Mental health professionals' disability competence: Measuring self-awareness, perceived knowledge, and perceived skills

Diane L. Strike, Thomas M Skovholt, Thomas J Hummel

Research output: Contribution to journalArticlepeer-review

18 Scopus citations

Abstract

Objective: To describe mental health professionals' self-reported competence when working with clients with disabilities. Study Design: Survey administered with a measure of social desirability. Participants and Setting: One hundred eight professionals in counseling offices, disability services offices, and doctoral counseling programs. Main Outcome Measure: Competence as self-reported on the Counseling Clients With Disabilities Survey (CCDS). Results: CCDS scores paralleled participants' disability experience.

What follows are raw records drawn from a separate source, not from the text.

Issue #261, opened 2022-04-14
Rename playbooks so these can be called via the collection


whitfiea:
In ansible 2.11 you can now call the playbooks using the collection syntax similar to how you call roles. See https://docs.ansible.com/ansible/latest/user_guide/collections_using.html#using-a-playbook-from-a-collection for more details. The problem with our playbooks is all of them have a dash (-) in the filename and as per that link that is not supported.

If we rename the playbooks to use underscore rather than dash then users (assuming those users have ansible 2.11 or above) will be able to call the playbooks like this:
```
ansible-playbook ibm.mas_devops.lite_core_quickburn 
```

durera:
Updates merged into master branch

PR #285, opened 2022-04-30
[major] Initial one-click installer support

durera:
## Overview 
- #261 
- First release to support https://github.com/ibm-mas/installer
- Restructuring of playbooks to create clear seperation between provisioning and installation to better support "install anywhere"
    - onclick_x playbooks are the major playbooks that replace lite/fullstack
    - ocp_roks_x are playbooks for managing OCP in ROKS
    - ocp_fyre_x are playbooks for managing OCP in FYRE
    - The equivalent of the old fullstack/lite playbook is to chain together your choice of provision playbook with the - now generic - oneclick playbook
    - One playbook per application only
- Separate image registry capacity upgrade into it's own role (that makes it clear this **only** works for ROKS)
- Numerous documentation updates
- Bug fix for db2u role:  Code did not wait for CRD to be available before creating the custom resource
- Removal of support for CP4D Db2, superceeded by Db2Universal operator (same thing, but smaller footprint, faster install, less problematic versioning system)
- Updates Tekton Tasks to use new playbook structure, there is now a clear 1:1 mapping between Ansible roles and Tekton Tasks
- Add Db2u ClusterTask
- Remove sample pipeline (this is now in https://github.com/ibm-mas/installer)

### Single role playbooks are gone
These were an artifact of "my first ansible collection", and the approach ended up being copied everywhere, becoming the defacto model.  These are all dead.

To run a single role do this instead: `ansible localhost -m include_role -a name=ibm.mas_devops.ocp_setup_ocs`.  If you want to run a single role as a playbook (to get the additional benefits that brings):

```export ROLE_NAME=ocp_setup_ocs
ansible-playbook ibm.mas_devops.run_role
```

All playbook docs have now been merged into the role docs eliminating one of the more confusing natures of our docs that almost everything we supported had two pages that had almost identical content (but naturally they weren't both kept in sync and often conflicted one another).

### What happened to the fullstack and lite playbooks?
They are also gone.  These became problematic as there was 90% duplicated code in them.  They are replaced with a one-click install friendly seperation of provisioning and MAS installation.  This allows one "install mas core" playbook to be used regardless of whether it's being installed on ROKS, Azure, AWS, or any random datacenter.

Each application will offer a single playbook that acts as an extension of the core playbook, rather than containing everything it contained plus a couple of extra lines to install 1 application.

Thus the model, if you want to use playbooks directly, now becomes something like this, where the playbooks act as building blocks:
```export ALL_YOUR_VARS
ansible-playbook ibm.mas_devops.ocp_roks_provision
ansible-playbook ibm.mas_devops.oneclick_install_suite
ansible-playbook ibm.mas_devops.oneclick_add_manage
ansible-playbook ibm.mas_devops.oneclick_add_iot
ansible-playbook ibm.mas_devops.oneclick_add_<yourapphere>
```

### Db2 is no longer tied to CP4D
Db2 Universal Operator support is where it's at.  It's the same operator you get from CP4D, just without any of the baggage or the versioning problems CP4D brings with it.

### Intelligent storage class defaults
Storage class variables are now almost universally optional when deploying in ROKS, when not defined the role will look for the ROKS storage classses and use the right ones if they are available.  Some roles also do this for OCS storage classes (where we know what the right OCS storage class is).  It's an expectation going forward all use of storage classes will work this way.  We also want this to be expanded ... e.g. ideally for everything that needs a storage class we would know what the right OCS storage class to use is as well.

### Tekton ClusterTasks Revamped
They are no longer ClusterTasks .. they are simply Tasks (namespace scoped).  They also now directly align 1:1 with roles in the ansible collection.  If there is a role named `my_role`, there will be a task named `mas-devops-my-role`.  The params from the tasks will be updated to align with the variable names for the roles and the role documentation will be updated to cover the associated Tekton Task (and this will be a requirement for new roles going forward too)


durera:
More PRs will follow to deliver the rest of v10, want to get this into master so that all other PRs are based on the v10 redesign.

Participants reported most competence in awareness, less competence in knowledge, and least competence in skills. Neither socially desirable responding nor years of experience accounted for these results. Conclusions: Findings indicate the need for mental health professionals to develop (a) awareness/beliefs/attitudes toward disability, (b) knowledge of disability and disability-related issues, and (c) skills/behaviors working with clients with disabilities.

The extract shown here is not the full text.